"Keep calm, mais moi d'abord" : cette semaine, le titre du magazine national Stern aborde un phénomène tout à fait récent. La façon dont, au sein de la société allemande, les plus jeunes générations commencent à jalouser les ancien·ne·s, et plus généralement, les non-vacciné·e·s les personnes qui y sont éligibles et déjà passées sous l'aiguille.
Un réflexe qui possède même un nom : Impfneid, littéralement "envie vaccinale", défini par le média comme le "ressentiment dû au fait que d'autres personnes aient été (apparemment) vaccinées contre le Sars-CoV-2 avant vous".
Ce "sentiment laid", épingle l'article repéré par Courrier International, mais "profondément humain", ne serait toutefois pas sans avantages. Ceux, précisément, d'encourager la population à avoir recours aux injections. Et donc, d'en finir au plus vite avec la pandémie et les restrictions sanitaires.

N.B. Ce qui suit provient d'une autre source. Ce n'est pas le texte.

PR #4658, opened 2024-10-09
Remove unused L4 file viewer code

### LINKED ISSUE #4588: Remove unused "Level 4 file viewer" code
Previously, we had a system for viewing unreleased output files which involved users logging in to Job Server from within Level 4 (using a single-use token) and then using a "hybrid" JavaScript app which combined a remote UI with file data from a local API. This allowed viewing unreleased files without that data every leaving the secure environment.

Airlock replaces this wholesale by running the entire application within the secure environment.

This PR updated the UI to replace references to the old system with references to Airlock:
 * https://github.com/opensafely-core/job-server/pull/4585

However it left in place of lot of now redundant code which should be cleaned up. A few examples are:

 * [ ] The [`Workspace.get_files_url`](https://github.com/opensafely-core/job-server/blob/a215c455cdb509634e4dce38c57d68db7739fc9b/jobserver/models/workspace.py#L162-L169) method and any tests which reference it.
 * [ ] The [`backend_files.html`](https://github.com/opensafely-core/job-server/blob/a215c455cdb509634e4dce38c57d68db7739fc9b/templates/workspace/backend_files.html) template and whatever view loads it, and whatever URL config points to that view.
 * [ ] The [single-use token](https://github.com/opensafely-core/job-server/blob/a215c455cdb509634e4dce38c57d68db7739fc9b/templates/login.html#L60-L80) login UI.
 * [ ] The [`signing.py`](https://github.com/opensafely-core/job-server/blob/c3dbea8127c5f8cc2c6073e748d0f53270f7fcbe/jobserver/signing.py) utility code used by the `WorkspaceBackendFiles` view (see #4602 for discussion)

Note that the single-use token **API endpoint** needs to remain as this is used by Airlock. As therefore does the single-use token **generator UI**. It's just logging in to Job Server itself using the token which is no longer supported.

Note also the the file viewer SPA needs to remain for now as this is used for viewing released output files. Longer term there's an ambition to replace this with something simpler.

Related Slack thread:
https://bennettoxford.slack.com/archives/C069YDR4NCA/p1725463761914569

inglesp:
References to the L4 file viewer were removed in #4585.  This cleans up the now-unreferenced code.

Fixes #4588.


rebkwok (approved):

mikerkelly:
Team REX will also review this before merge and deploy.

PR #4662, opened 2024-10-10
Unpin `urllib3`

StevenMaude:
v2.2.3 is the latest `urllib3` and we've had Dependabot pull requests update this version.

Example: https://github.com/opensafely-core/job-server/pull/4609

Therefore, this comment is no longer correct, and it implies the pinning is no longer required.

### DIFF
--- a/requirements.prod.in
+++ b/requirements.prod.in
@@ -35,8 +35,6 @@ slippers
 social-auth-app-django
 social-auth-core
 structlog
-# 2.1.0 appears to be causing some problems with exporting
-# https://github.com/opensafely-core/job-server/issues/3955
-urllib3<=2.2.3
+urllib3
 whitenoise[brotli]
 xkcdpass


StevenMaude:
It seems Dependabot ignored/ignores the pinning in the input requirements:

https://github.com/opensafely-core/job-server/commit/c8cc49db6bbabe87cbb773b1474691e1ab86ffa8

:man_shrugging:

StevenMaude:
As pointed out by @lucyb on Slack, it could be that the `urllib3` version relates to the cause of some OpenTelemetry errors. In that case, we should actually repin the version, and retain the comment (or some form of it).

StevenMaude:
I'm going to close this and open an issue for it instead, as it's unclear whether we should actually pin to an older version.

StevenMaude:
Closed in favour of a decision to be made in #4715.

PR #4663, opened 2024-10-10
Remove unneeded dependencies from L4 file viewer

### LINKED ISSUE #4661: Remove redundant dependencies after removing L4 file viewer code
As a result of #4588 we can now remove:
- Pydantic
- itsdangerous

Pydantic may still be a requirement of the current version of the pipeline library. However, it's just been removed from there, so I think updating to the latest version means we should be able to remove it from Job Server too.

StevenMaude:
This PR updates `opensafely-pipeline` which facilitates removing `pydantic` and `itsdangerous`.

Fixes #4661.


StevenMaude:
This is no longer needed with #4664 and #4666, courtesy of the RAP team.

C'est en tout cas ce qu'affirme Katja Corcoran, professeure et directrice du département de psychologie sociale de l'université autrichienne de Graz, dont les travaux portent sur "l'envie" et les "comparaisons sociales".
L'experte analyse que, si plusieurs formes de jalousie existent bel et bien chez les hommes et les femmes, celle qui cible les vacciné·e·s est singulière par la "perte de contrôle" sur notre vie qui la nourrit. "Nous n'avons aucun moyen de décider du moment de notre vaccination et nous nous sentons donc impuissants", argumente le journaliste.
"Comme pour toute distribution d'une ressource rare, la vaccination est actuellement aussi une question d'équité", ajoute Dre Katja Corcoran. "Qui est le premier, qui doit attendre et pourquoi. Il existe de nombreux principes différents et vous ne pourrez jamais rendre justice à tous." Une impuissance réelle qui peut d'ailleurs "conduire à la forme malveillante" de ce sentiment, souligne-t-elle par ailleurs.
Elle se souvient cependant : "Quand j'ai entendu parler de Impfneid pour la première fois, j'ai pensé : Oh, c'est bien. Après tout, cela signifie que les gens veulent se faire vacciner. Parce qu'on n'est pas jaloux de quelque chose que l'on ne veut pas." Une jalousie qui, à la lire, a des chances d'être contagieuse : "Cela peut motiver. Et servir de boussole", affirme la spécialiste.
Dans un pays où le taux de personnes favorables au vaccin, qu'elle estime le "moyen de sortir de la pandémie", frôle les 65 % selon un sondage Euronews diffusé en mars dernier, le diagnostic est donc positif tant il pourrait pousser les 35 % restant à franchir le pas dès que possible. Et ce n'est pas la seule mentalité que la "jalousie vaccinale" a des chances de faire vriller.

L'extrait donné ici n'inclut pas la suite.